Eric Luke's Interference is the kind of gem that is all the more bright for its unprepossessing scope. A self-published audio-book singularly obsessed with self-published audiobooks, the fleet, meticulously paced narrative is as much a love letter to the aforementioned form as it is to California and Lovecraftian horror.

Unlike most of the entries in that overstuffed category, Interference throws off the usual crutches of the Cthulhu mythos (save in playful reference), and spends the majority of its pages focused, not on the arcane and interchangeable lore of horrors-from-beyond-the stars, but on our world, lovingly drawing on everything from Marvel comics, to Bollywood, to Norteño music and the most obscure of John Carpenter films (not to mention a significant portion of the novel devoted to Orson Welles broadcast of "War of the Worlds"). Each of these and more is explored with an attention to detail that makes the world of the novel feel grounded, familiar and chock full of little pleasures; all the more distressing then when it is infected by a cruel entity equal parts Nyarlathotep and Mephistopheles.

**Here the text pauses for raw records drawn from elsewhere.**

PR #704, opened 2022-06-21
CB-17500 Install prometheus on base image

foldik:
Install prometheus that we will use for compute monitoring.

Jenkins builds:
- http://build.eng.hortonworks.com/job/cloudbreak-multi-packer-image-builder-salt-v3/6028/console
- http://build.eng.hortonworks.com/job/imagecatalog-v3-append/4360/console

I only changed the name of the package in the `/tmp/package-versions.json` from prometheus to cdp-prometheus.

### DIFF
--- a/saltstack/base/salt/monitoring/cdp-prometheus.sls
+++ b/saltstack/base/salt/monitoring/cdp-prometheus.sls
@@ -1,0 +1,15 @@
+/opt/cdp-prometheus:
+  file.directory:
+    - name: /opt/cdp-prometheus
+    - user: root
+    - group: root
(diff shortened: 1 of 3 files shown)


Bajzathd (approved):
Nit: what makes it cdp-prometheus? I think it is just prometheus. Also, other directories under /opt has underscores in their names instead of dashes.

oleewere:
@Bajzathd,that's common tool to be installed, so this way it is in a specific places + we excluded promtool from the bin to make it smaller, as it will be used only agent mode by us (so it will be specifically used by us)

PR #705, opened 2022-06-22
CB-17407 Install postgresql 11 next to 10 on the images

lacikaaa:
The default is still postgresql 10. Both databases are initialized.
Tested with creating AWS and docker image.


saltstack/base/salt/postgresql/init.sls
```diff
@@ -20,6 +28,121 @@ install-postgres:
       - postgresql10-docs
       - postgresql10-devel
 
+
+install-centos-sclo-rh:
```
Bajzathd, line 32: typo

saltstack/base/salt/postgresql/init.sls
```diff
@@ -20,6 +28,121 @@ install-postgres:
...
+  cmd.run:
+    - name: yum -y install centos-release-scl-rh
```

If there is one subject that unifies Interference, however, it is a sharp and reverent depiction of California. Its intricate sketches of San Francisco, San Diego and (especially) Los Angeles are both affectionate and keenly observant, but it has a special obsession with the Central Valley, here rendered as a post-agricultural wasteland that never truly escaped the Great Depression. It serves as a worthy backdrop to American Gothic in much the way that the rural South served Flannery O'Connor or small town Maine served Stephen King.

The comparison to King is apt, insofar as Luke's prose is simple without being terse or amateurish and finds footholds for its reader in a clear, cinematic style. Where Luke really shines, however, is as an actor. He has a clear talent for voice work, but the most interesting aspects of the performance come in the subtle nuances of his 3rd person prose, where it is never entirely clear if one is hearing an omniscient narrator or the malevolent intelligence that haunts the recordings within the world of the novel.

All in all, Interference is a first novel that shows great promise in the way it economizes its giant scope, and finely-tunes its balance of cosmic horror and California noir.